• [Collected data entries]:

PR #3627, opened 2026-06-29
fix(lightspeed): minor UI fix

ciiay:
## Hey, I just made a Pull Request!

Fix duplicate caret icons in the message bar model selector dropdown.

#### :heavy_check_mark: Checklist

- [x] A changeset describing the change and affected packages. ([more info](https://github.com/redhat-developer/rhdh-plugins/blob/main/CONTRIBUTING.md#creating-changesets))
- [ ] Added or Updated documentation
- [ ] Tests for new functionality and regression tests for bug fixes
- [x] Screenshots attached (for UI changes)

Before:
image

After:
image

PR #3672, opened 2026-07-03
feat(lightspeed): add Sources chip + popover for notebook context

its-mitesh-kumar:
## Description
Replace the inline SourcesCard in the Notebook view with a compact "N Sources" chip button that opens a PatternFly Popover displaying source documents. Each source is shown with a colored FileTypeIcon badge and optional description summary. This change is scoped exclusively to the Notebook context — the general chat view retains its original inline sources display.

Also consolidates source document handling during streaming to use the shared `transformDocumentsToSources` utility for consistency, and adds i18n translations for all 5 supported languages (Japanese, French, German, Spanish, Italian).

## Fixed
- https://redhat.atlassian.net/browse/RHIDP-14655

## UI after changes

https://github.com/user-attachments/assets/02013e4b-0b57-4681-8320-7037de973a28

https://github.com/user-attachments/assets/82a98908-cedf-4454-83df-dbcb9fd12287

https://github.com/user-attachments/assets/6d6edb25-1e5e-440a-9345-88a184ab0ac0

https://github.com/user-attachments/assets/42ee67c5-39f3-48d9-9306-001b8015b6b8

## ✔️ Checklist


its-mitesh-kumar:
@HusneShabbir Lets firstly wait for @ShiranHi feedback, then only go for go for testing it. There are differences wrt to prototype like we are using [PF popups](https://www.patternfly.org/components/popover/) and tried not overriding it much to look exactly as our prototype. Secondly in RHDH 2.1 we will not have the document summary, so we will be only showing documents name, that's why I added the lines between each doscuments.

ShiranHi:
Thank you @its-mitesh-kumar, looks good to me. I understand that we are unable to remove the border line between each result or change the 'i' icon from purple to gray. If that’s a constraint, I am completely fine with this implementation. Thank you!

its-mitesh-kumar:
@ShiranHi 
>  we are unable to remove the border line between each result or change 

We can remove the border line between each result. I did introduced it knowingly to look better. In 2.1 we will be only having only document name.  Let me know your preference.

https://github.com/user-attachments/assets/3d452563-60be-42ac-8eba-2f1967ec2489


> change the 'i' icon from purple to gray.

We can change the 'i' icon from purple to gray. I made it purple since to me its  look better particularly in light theme. Let me know your preference.

its-mitesh-kumar:
@ShiranHi Made both changes now
## Light Theme

S_ 2026-07-06 at 8 04 21 PM

## Dark Theme

S_ 2026-07-06 at 8 04 40 PM

Cc: @HusneShabbir

HusneShabbir (commented):
Implementation looks good.

Just one question: is there a reason we're using a different close button icon here? Wouldn't it be better to keep it consistent with the close icon used elsewhere?

Image

.

Image

its-mitesh-kumar:
> Implementation looks good.
> 
> Just one question: is there a reason we're using a different close button icon here? Wouldn't it be better to keep it consistent with the close icon used elsewhere?
> 
> Image
> .
> 
> Image

@HusneShabbir this close icon is coming from PF popover. So lets not try to override it.

HusneShabbir:
cc: @ShiranHi

ciiay:
>@HusneShabbir this close icon is coming from PF popover. So lets not try to override it.

@its-mitesh-kumar do we have a bug ticket for this issue? It affects MCP config modal icons too, the x icon and key icon. We need to find a universal fix for this.

workspaces/lightspeed/plugins/lightspeed/src/components/SourcesChipModal.tsx
```diff
@@ -0,0 +1,196 @@
...
+export const SourcesChipModal = ({ sources }: SourcesChipModalProps) => {
+  const classes = useStyles();
+  const { t } = useTranslation();
+
+  const count = sources.sources?.length ?? 0;
+  if (count === 0) return null;
+
+  const handleSourceClick = (link: string, isExternal?: boolean) => {
+    if (link) {
+      window.open(
```
ciiay: nit: Consider using `Button component="a" href={...} target="_blank" rel="noopener noreferrer"` to match PatternFly `SourcesCardBase` behavior, instead of `window.open` on a button. This gives better a11y and avoids javascript: URI risk from backend data.

workspaces/lightspeed/plugins/lightspeed/src/components/LightspeedChatBox.tsx
```diff
@@ -114,6 +115,8 @@ type LightspeedChatBoxProps = {
   conversationId: string;
   isStreaming: boolean;
   displayMode?: ChatbotDisplayMode;
+  /** When true, sources are shown as a compact chip + modal instead of the inline SourcesCard. */
+  useSourcesChipModal?: boolean;
```
ciiay: nit: `useSourcesChipModal` reads like a React hook. Consider renaming to `showSourcesChipPopover` since the UI is a Popover, not a Modal.

ciiay (commented):
Thanks for the pr 👏  Mostly looks good to me, only left a couple nit comments. Also it might be worth adding a `LightspeedChatBox` test with `useSourcesChipModal` and updating the Message mock to render `extraContent.endContent`.

its-mitesh-kumar:
> > @HusneShabbir this close icon is coming from PF popover. So lets not try to override it.
> 
> @its-mitesh-kumar do we have a bug ticket for this issue? It affects MCP config modal icons too, the x icon and key icon. We need to find a universal fix for this.

@ciiay Since its PF close icon only. So lets use this only. At other places if we are importing close icon from MUI or somewhere else we can change that and use PF close icon throughout lightspeed.

workspaces/lightspeed/plugins/lightspeed/src/components/SourcesChipModal.tsx
its-mitesh-kumar: Removing this as we don't need it at all. Notebook can only reference to the documents uploaded.

workspaces/lightspeed/plugins/lightspeed/src/components/LightspeedChatBox.tsx
its-mitesh-kumar: Renamed.

ciiay:
> @ciiay Since its PF close icon only. So lets use this only. At other places if we are importing close icon from MUI or somewhere else we can change that and use PF close icon throughout lightspeed.

Not only the close icon. It happens to key icon on MCP config modal as well. Before the issue gets resolved in upstream, what can we do from our level? Do you think we need a jira ticket to track this issue?

ciiay (approved):
Thanks for the pr 👏 

/lgtm

workspaces/lightspeed/plugins/lightspeed/src/components/SourcesChipModal.tsx
```diff
@@ -0,0 +1,160 @@
...
+    '& .pf-v6-c-popover__title-text': {
+      margin: 0,
+    },
+    '& .pf-v6-c-popover__header': {
+      paddingBlockEnd: theme.spacing(2),
+    },
+    '& .pf-v6-c-popover__body': {
+      paddingBlockStart: 0,
+    },
+  },
```
karthikjeeyar, line 49: This is a fragile code could break on PF upgrade, fighting PF internals. 

 See if Patternfly `Popover` has its own spacing props for header to avoid these overrides.

workspaces/lightspeed/plugins/lightspeed/src/components/SourcesChipModal.tsx
```diff
@@ -0,0 +1,160 @@
...
+                  key={`${source.title}-${index}`}
+                  className={classes.sourceItem}
+                >
+                  <FileTypeIcon fileName={title} />
+                  <div className={classes.sourceContent}>
+                    <div className={classes.sourceTitle}>{title}</div>
+                    {source.body && (
+                      <div className={classes.sourceBody}>{source.body}</div>
+                    )}
+                  </div>
```
karthikjeeyar: This SourcesChipModal, uses raw HTML elements with custom styles over Patternfly standard components.


- Instead of `ul, li` , see if you can use PF `List` , `ListItem`

- Instead of using raw `div`, see if you can use PF `HelperText` or `Content` component or any alternative.

```
     <div className={classes.infoRow}>
        <InfoCircleIcon className={classes.infoIcon} />
        <span>{t('sources.modal.description')}</span>
      </div>

```


The value of using PatternFly is to get tested, maintained and reusable components that looks consistent across products and handling accessibility automatically.    Using PF's Popover for the container but raw HTML for everything inside it means you get the outer accessibility shell but lose it for the actual content users interact with. 


I understand you are trying to match with the design with custom components, but if using PF components means we get slightly different spacing, I think that is acceptable rather than missing accessibility and maintenance overhead. @ShiranHi let me know if this  is reasonable. Thanks

karthikjeeyar (commented):
Haven't tested yet, I have some code style comments.

workspaces/lightspeed/plugins/lightspeed/src/components/SourcesChipModal.tsx
ShiranHi: Yes, please stick to the standard PatternFly icons and components for this plugin. If we feel there's room for improvement, we can open an issue with the PatternFly team directly, but please avoid creating any custom icon, styles or components for now. Thanks!

workspaces/lightspeed/plugins/lightspeed/src/components/SourcesChipModal.tsx
its-mitesh-kumar: @karthikjeeyar, Checked the[ PF v6 Popover API ](https://www.patternfly.org/components/popover)— the only spacing-related prop is `hasNoPadding`, which removes **all** content padding (too
  aggressive). There are no `headerProps`, `bodyProps`, or individual padding props for header/body sections.

  Since there's no built-in way to control these individually, the CSS class overrides are the only option for this level of granularity. I've scoped them to the component's root class (`.sourcesPopover`) to minimize blast radius. If PF adds granular spacing props in a future version, we can drop these overrides then.

workspaces/lightspeed/plugins/lightspeed/src/components/SourcesChipModal.tsx
its-mitesh-kumar: @ShiranHi / @karthikjeeyar  After using `HelperText`, `List` , Its look like this

S_ 2026-07-08 at 2 59 23 PM
S_ 2026-07-08 at 2 59 40 PM

ShiranHi: Looks good to me! Can we truncate long names to a single line with an ellipsis (...)?

karthikjeeyar:
As far as the `X` icon issue, I can see there two icons rendered at the same time from PF, `pf-v6-icon-rh-ui` and `pf-v6-icon-default`, these two icons stacked on each other. Check why two icons are rendering at the same time or check with PF team to solve this issue in this lightspeed plugin.

image

image

its-mitesh-kumar:
> As far as the `X` icon issue, I can see there two icons rendered at the same time from PF, `pf-v6-icon-rh-ui` and `pf-v6-icon-default`, these two icons stacked on each other. Check why two icons are rendering at the same time or check with PF team to solve this issue in this lightspeed plugin.
> 

@karthikjeeyar I have commented my some findings here : https://github.com/redhat-developer/rhdh-plugins/pull/3627#pullrequestreview-4626873304

I will be checking the same with PF team, too.

its-mitesh-kumar:
@karthikjeeyar Updated the patternfly version. Its solving the `double close icon` issue as well as the double icon issue @ciiay  was trying to fix here https://github.com/redhat-developer/rhdh-plugins/pull/3627 . I will be discussing this PF team and will do needful.

S_ 2026-07-09 at 8 42 00 AM (2)

karthikjeeyar:
>@karthikjeeyar I have commented my some findings here : https://github.com/redhat-developer/rhdh-plugins/pull/3627#pullrequestreview-4626873304

> I will be checking the same with PF team, too.

Thanks. Since PatternFly is gradually transitioning to Red Hat brand icons, we should temporarily hide`icon-default` using `display:none` (and include a TODO comment) instead of hiding `.pf-v6-icon-rh-ui`

I see this `pf-v6-icon-rh-ui` is hidden in some other places already, can you update that as well to hide the default icon infavor of RH UI icons? cc: @ciiay

workspaces/lightspeed/plugins/lightspeed/src/components/SourcesChipModal.tsx
its-mitesh-kumar: @karthikjeeyar For Adding ellipsis truncation for long file names. We need to override this:

```tsx
'& .pf-v6-c-list__item-text': {
  minWidth: 0,
},
```
Since , PF's `ListItem` wraps content in an internal `<span class="pf-v6-c-list__item-text">` which defaults to `min-width: auto` — flex children refuse to shrink below their content width. There's no PF prop or CSS variable available for this. Should I go ahead with this override, or skip the truncation?

S_ 2026-07-09 at 9 18 52 AM


Cc: @ShiranHi

its-mitesh-kumar: Added truncation for longer file name, as well as added tooltip.

S_ 2026-07-09 at 9 57 20 AM

S_ 2026-07-09 at 9 57 45 AM

Cc: @ShiranHi

karthikjeeyar (approved):
/lgtm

• [Task goal]:
Report each line of the data that includes the string "good".

• [Output for this exercise]:
Thank you @its-mitesh-kumar, looks good to me. I understand that we are unable to remove the border line between each result or change the 'i' icon from purple to gray. If that’s a constraint, I am completely fine with this implementation. Thank you!
Implementation looks good.
> Implementation looks good.
Thanks for the pr 👏  Mostly looks good to me, only left a couple nit comments. Also it might be worth adding a `LightspeedChatBox` test with `useSourcesChipModal` and updating the Message mock to render `extraContent.endContent`.
ShiranHi: Looks good to me! Can we truncate long names to a single line with an ellipsis (...)?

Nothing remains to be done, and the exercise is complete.